Lunar and Terrestrial Time Transformation Based on the Principle of General Relativity
Min Liu, Jing-Song Ping, Wen-Xiao Li, Zhou-Jian Cao, Jie Yang, Yong-Jun Wang, Hong-Bo Jin, Wen-Zhao Zhang, Ming-Xue Shao, Jian-Guo Yan, He-Zhen Yu
TL;DR
The paper argues that a physically consistent lunar time standard requires a three-level, locality-aware relativistic framework rather than a two-level Earth-centric approach. It introduces a hierarchical decomposition into wide-area external and local internal problems, and adopts a Frenet frame as the non-rotating local reference to preserve conservation laws.
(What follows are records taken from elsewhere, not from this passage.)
Issue #457, opened 2023-11-14
[BUG] - Date picker in Observability is switching to UTC when changing the date, instead of keeping the selected time zone


marinnedea:
Under Observability I can set to Sweden UTC+1
![image](https://github.com/grafana/scenes/assets/7581631/388bec86-1328-4925-8c26-001d6ca0c513)
![image](https://github.com/grafana/scenes/assets/7581631/0837abd2-5be1-422a-9dd4-22d02c5b74a0)

But when I try changing to Nov 2
![image](https://github.com/grafana/scenes/assets/7581631/e2066add-468d-48eb-9da7-ad4d27ac363b)

it changes the timezone back to UTC
![image](https://github.com/grafana/scenes/assets/7581631/6f0a9ca5-5c27-42c9-b997-6e7a9de85035)

dprokop:
@domasx2  - this should be fixed with https://github.com/grafana/scenes/pull/420 - is App Observability on the latest scenes?

marinnedea:
@domasx2 tested this in Grafana Play: https://play.grafana.org/a/grafana-k8s-app/navigation/cluster?promName=grafanacloud-play-prom&from=2023-10-31T21:00:00.000Z&to=2023-11-01T20:59:59.000Z - I guess this one is not up to date. 

I'm not able to replicate on my own instance ( Grafana v10.3.0-63317 (e9e7e0b628bb7ac5f657c630375279b7df30826f)

domasx2:
App o11y is on `1.19.0`. Haven't updated yet, currently on freeze for ObsCon.  But this is k8s app :)

marinnedea:
Closing this as it is definitely fixed in 10.3.x . Thank you!

PR #907, opened 2024-09-19
SceneTimeRange: Fixes inconsistent representation of time range

torkelo:
Not sure I fully understand this change (https://github.com/grafana/scenes/pull/420/ ) so this PR is reverting it.

Opening revert PR just to remember to have a discussion on this on next scenes sync. 

The original PR was fixing 
https://github.com/grafana/scenes/issues/457 

but after investing a similar issue (https://github.com/grafana/support-escalations/issues/12532) we have right now in main I think the problem is not in scenes but in the TimePicker and how it handle string raw values (it does handle them as UTC iso strings but just as plain strings) 

In my view the bug in https://github.com/grafana/scenes/issues/457  was not that the timezone was lost but the fact that we showed an iso string in those inputs to begin with. Just try setting absolute time range using the calendar dates and the time range is formatted normally, I think the same should be true when selecting an absolute time range via graph. We should not show an iso string there (with or without timezone offset).

A problem with this fix is also how it creates inconsistency, the TimeRange raw (from/to) becomes formatted differently after a call to onTimeRangeChange vs initial value evaluated in constructor or via updateFromUrl 

We have instead two ways to fix this, update TimeRangePicker so that it handles ISO date strings in from/to, PR that tries to to do that https://github.com/grafana/grafana/pull/93479 

another possible fix is to change in scenes how we store raw from/to (go back to let raw/from to be moment instances for absolute ranges)

### DIFF
--- a/packages/scenes/src/core/SceneTimeRange.tsx
+++ b/packages/scenes/src/core/SceneTimeRange.tsx
@@ -1,4 +1,4 @@
-import { getTimeZone, rangeUtil, setWeekStart, TimeRange, toUtc } from '@grafana/data';
+import { getTimeZone, rangeUtil, setWeekStart, TimeRange } from '@grafana/data';
 import { TimeZone } from '@grafana/schema';
 
 import { SceneObjectUrlSyncConfig } from '../services/SceneObjectUrlSyncConfig';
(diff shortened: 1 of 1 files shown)


kaydelaney:
Tested out locally and it seems to work, though tests are failing

torkelo:
@kaydelaney had accidentially based the PR on an older version of SceneTimeRange (must have had a modified SceneTimeRange file and overwritten some newer changes). Restored the file from main and redid the changes (so much smaller diff now), and tests are green

kaydelaney (approved):

PR #910, opened 2024-09-23
SceneTimeRange: Use new weekStart prop on TimeRangePicker

torkelo:
Apparently, the setWeekStart runtime function has stopped working some time ago (maybe due a browser update), not sure. 

Frontend platform added a weekStart prop to TimeRangePicker recently (but did not notify us about this) 

This updates SceneTimePicker to pass the weekStart state prop to TimeRangePicker 

I also have a a bit related PR that fixes weekStart for all scene app plugins (so TimeRangePicker uses the system or user weekStart by default) 

https://github.com/grafana/grafana/pull/93464


axelavargas (approved):
The code looks good to me 🥇

PR #912, opened 2024-09-24
VizPanelBuilder: Allow limiting number of frames initially rendered

gtk-grafana:
The goal of this PR is to bring the UI we show in explore when there are more then N frames being rendered in a panel. This was implemented in Explore Logs, but I think this is something that all Scene apps could benefit from to prevent breakdown scenes with many timeseries from eating up browser resources. 

This PR:
image

image

Hover header:
image

Current UI in explore:
image

Example usage:

```
PanelBuilders.timeseries()
.setData($data)
.setTitleItems([new LimitFramesTitleItemScene({
   frameLimit: 20, // limits the default number of frames that are rendered in the viz
 })])
```
If the LimitFramesTitleItemScene titleItem is not defined the panels will (attempt to) render everything.

Future work:
* I mostly copied the UI from the existing feature in Explore, but it still uses quite a bit of panel header real estate, would be good to iterate on the UI in a future PR and find something a bit cleaner.

<details>
  <summary>📦 Published PR as canary version: <code>5.27.0--canary.912.12031759221.0</code></summary>
  <br />

  ```bash
  npm install @grafana/scenes-react@5.27.0--canary.912.12031759221.0
  npm install @grafana/scenes@5.27.0--canary.912.12031759221.0
  # or 
  yarn add @grafana/scenes-react@5.27.0--canary.912.12031759221.0
  yarn add @grafana/scenes@5.27.0--canary.912.12031759221.0
  ```
</details>


packages/scenes/src/components/LimitSeriesTitleItem.tsx
```diff
@@ -0,0 +1,146 @@
...
+    this.addActivationHandler(this.onActivate.bind(this));
+  }
+
+  private onActivate() {
+    const panel = sceneGraph.getAncestor(this, VizPanel);
+    const $data = panel.state.$data;
+
+    // @todo how to fix scene object already has parent
+    // Cloning breaks query subscriptions
+    const transformer = new SceneDataTransformer({
```
dprokop, line 35: @gtk-grafana - scenes now have `clearParent` method on scene object that may be useful for this problem, ref https://github.com/grafana/scenes/pull/892. 

I wonder about `Cloning breaks query subscriptions` - how do you observe this? Maybe we have some bug in the `SceneQueryRunner` cloning.

gtk-grafana: Ok, I was able to narrow down the problem a bit, if I update this PR to clone $data, I can get the desired functionality in the consuming application, but I have to do some hacky subscription nesting whenever the key of the data provider changes, i.e.

```
    this._subs.add(
        panel.subscribeToState((newState, prevState) => {
          if(newState.$data?.state.key !== prevState.$data?.state.key){
            this._subs.add(
                panel?.state.$data?.getResultsStream().subscribe((result) => {
                  if (result.data.errors && result.data.errors.length > 0) {
                    // DO WORK ON ERROR
                  }
                })
            )
          }
        })
      )
```

as opposed to before, I would just call getResultsStream on the panel $data, i.e.
```
    this._subs.add(
        panel.state.$data?.getResultsStream().subscribe((result) => {
          if (result.data.errors && result.data.errors.length > 0) {
           // DO WORK ON ERROR
          }
        })
      );
```

It looks like when setting the $data state of the panel, any existing subscriptions to the old data provider are cancelled and cleaned up.

When we don't clone $data, we get the invalid parent warning, but since we're not instantiating a new data provider the existing subscriptions are not cancelled.

Not sure if this is a cloning bug, or just a problem with setting the $data state of a panel?

gtk-grafana: Although adding `clone['_results'] = this._results` to the SceneQueryRunner clone method seems to pass along the subscriptions to the cloned object, which seems to fix the original `getResultsStream` implementation, but I'm not sure about the implications of that change at this time.

gtk-grafana: @dprokop I went ahead and made the update to the clone method, almost everything works as expected, but it looks it creates a duplicate query that is immediately cancelled when the data transformer is set to the panel state. Looks like this is a consequence of setting the $data state of the viz though and not the updates to the cloning method.

gtk-grafana: So, finally getting some time to come back to this, looks like my above idea of cloning the data provider is never going to work within scenes without cancelling a query, as the LimitSeriesTitleItem scene is a child of the VizPanel, which will activate its data provider before activation of the LimitSeriesTitleItem scene. 

TL;DR there is no† way for a child of a query provider to set the $data state without interrupting an ongoing query.
† Caveat being if the query runner runQueriesMode is manual, but that's not much of a solution for this problem.

Paths forward: 
1. export a transformation helper (like the `limitFramesTransformation`) that the implementer must add as a parent to the query provider as a `SceneDataTransformer`. This means the caller must add the title item component and add a transformation to their data provider, and we'll need the same `seriesLimit` number passed into both places.
Not a good solution for downstream developers.
2. (???) New prop on query runners that can find the parent VizPanel and automatically add the UI to the title items. -  I feel like query runners setting VizPanel UI is the wrong direction. Not going to spend time on this.
3. (???) Do the work in VizPanelBuilder, if a `TimeSeriesLimitSeriesTitleItemScene` exists in the titleItems (or maybe we need to create a new VizPanel state prop), we wrap the existing dataProvider in our transformer. - Will shift this PoC to attempt to flush this out.

gtk-grafana: 3 seems to work great 🎉

packages/scenes/src/core/sceneGraph/sceneGraph.ts
```diff
@@ -193,6 +193,15 @@ export function findAllObjects(scene: SceneObject, check: (obj: SceneObject) =>
   return found;
 }
 
+export function findDescendent<T extends SceneObject>(scene: SceneObject, descendentType: SceneType<T>) {
```
gtk-grafana, line 196: Not really necessary, but slightly more performant when only looking for a single descendent

torkelo (commented):
Thanks for contributing this! think this could be super useful to in so many scene apps and even in dashboards. 

think it's pretty close, some issues.

packages/scenes/src/core/PanelBuilders/VizPanelBuilder.ts
```diff
@@ -235,4 +244,39 @@ export class VizPanelBuilder<TOptions extends {}, TFieldConfig extends {}>
 
     return panel;
   }
+
+  /**
+   * If titleItems contains TimeSeriesLimitSeriesTitleItemScene, replace queryProvider with SceneDataTransformer and limit the number of series initially rendered
+   */
+  private limitPanelSeries() {
```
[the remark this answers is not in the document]
gtk-grafana: Good catch, I renamed things to align a bit better

packages/scenes/src/core/PanelBuilders/VizPanelBuilder.ts
```diff
@@ -235,4 +244,39 @@ export class VizPanelBuilder<TOptions extends {}, TFieldConfig extends {}>
...
+    if(this._state.$data){
+      const limitSeriesTitleItem = this.getLimitSeriesTitleItem()
+
+      if (limitSeriesTitleItem && limitSeriesTitleItem.state.seriesLimit) {
+        this.setData(new SceneDataTransformer({
+          $data: this._state.$data,
+          transformations: [() => limitFramesTransformation(limitSeriesTitleItem.state.seriesLimit)],
+        }))
+      }
```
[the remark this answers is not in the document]
gtk-grafana: I pushed an update which will grab the transformation by key (instead of grabbing the top-level SceneDataTransformer), and added/updated the test cases in LimitFramesTitleItemScene.test.tsx to make sure nested SceneDataTransformers still work as expected.

packages/scenes/src/components/LimitSeriesTitleItem.tsx
```diff
@@ -0,0 +1,128 @@
...
+  public constructor(state: TimeSeriesLimitSeriesTitleItemSceneState) {
+    super(state);
+    this.addActivationHandler(this.onActivate.bind(this));
+  }
+
+  private onActivate() {
+    const panel = sceneGraph.getAncestor(this, VizPanel);
+
+    const $transformedData = sceneGraph.getData(panel);
+    const untransformedQueryRunner = sceneGraph.findDescendent(panel, SceneQueryRunner)
```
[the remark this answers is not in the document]
gtk-grafana: I pushed an update here to grab the first SceneDataTransformer child, and if undefined we grab the first SceneQueryRunner child. If there's a better way to match the `SceneDataProvider` interface please let me know and I'll get this updated.

gtk-grafana:
After the latest commit, `findDescendent` is no longer used in this PR, although it is still being used in the tests. We could remove that sceneGraph function in this PR if reviewers think that is out of scope, or unnecessary in this PR.

packages/scenes/src/core/PanelBuilders/VizPanelBuilder.ts
```diff
@@ -227,6 +238,8 @@ export class VizPanelBuilder<TOptions extends {}, TFieldConfig extends {}>
    * Build the panel.
    */
   public build() {
+    this.limitFrames();
```
torkelo, line 241: think this should be opt-in by default (at least to begin with)

gtk-grafana: Agreed and it already is, but the limitFrames function name doesn't give much affordance to its behavior. I renamed it to `limitFramesIfLimitSceneExists`, which still isn't great, but perhaps better.

torkelo:
@gtk-grafana I really like this feature, much needed. While this solution works it feels unnecessarily complex (blaming scenes arch for here) , Tried to explore a different solution to this feature in this PR https://github.com/grafana/scenes/pull/978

The authors derive a hierarchical chain of coordinate-time transformations (TCB → TCC → TCG and TCB → TCC → TCL) with slowly varying coefficients L_CC and L_GL, enabling an independent lunar standard time TCL tied to Moon-based atomic clocks and Earth–Moon time comparisons. Operationally, they propose realizing SI seconds on both bodies, exchanging proper times, and iteratively refining the L_GL drift to maintain a synchronized lunar calendar, with the long-term drift of L_GL measurable via precise time comparisons. This framework aims to provide a conceptually clear, computationally tractable route to a universal lunar time standard and to quantify secular variations via Earth–Moon time metrology.
Abstract
Lunar time metrology necessitates a unified temporal framework beyond Earth, requiring an independent lunar system for timekeeping, dissemination, and calendrics. Recent American publications define Lunar Coordinate Time (LTC) within relativity and propose a Terrestrial Time (TT) to LTC conversion formula. However, this formula's derivation and assumptions are contested. The complex dynamics within the solar system can be simplified by decomposing relationships into hierarchical wide-area (external problem) and local-area (internal problem) levels. Grounded in the symmetry and conservation laws of physics, Einstein's general relativity emphasizes two key principles: (i) Equal weighting: Relationships among multi-level coordinate systems are independent and self-similar (analogous to fractals). (ii) *Locality*: The laws of physics retain invariant forms only in local coordinate systems. Specifically, a non-rotating system corresponds to the Frenet frame along a particle's geodesic. Preserving physical law invariance requires restricting rotating references strictly to the local domain; defining the orientation of an Earth-centered system using distant celestial bodies violates general relativity's locality principle. This work derives the relationship between coordinate time and proper time. Using the Earth-Moon system as an intermediary, it obtains a simplified transformation formula between LTC and TT. An independent and universal lunar standard time framework is proposed. Crucially, the derived coordinate time transformation coefficient exhibits long-term secular variation. This variation can be measured and predicted through precise Earth-Moon time comparisons.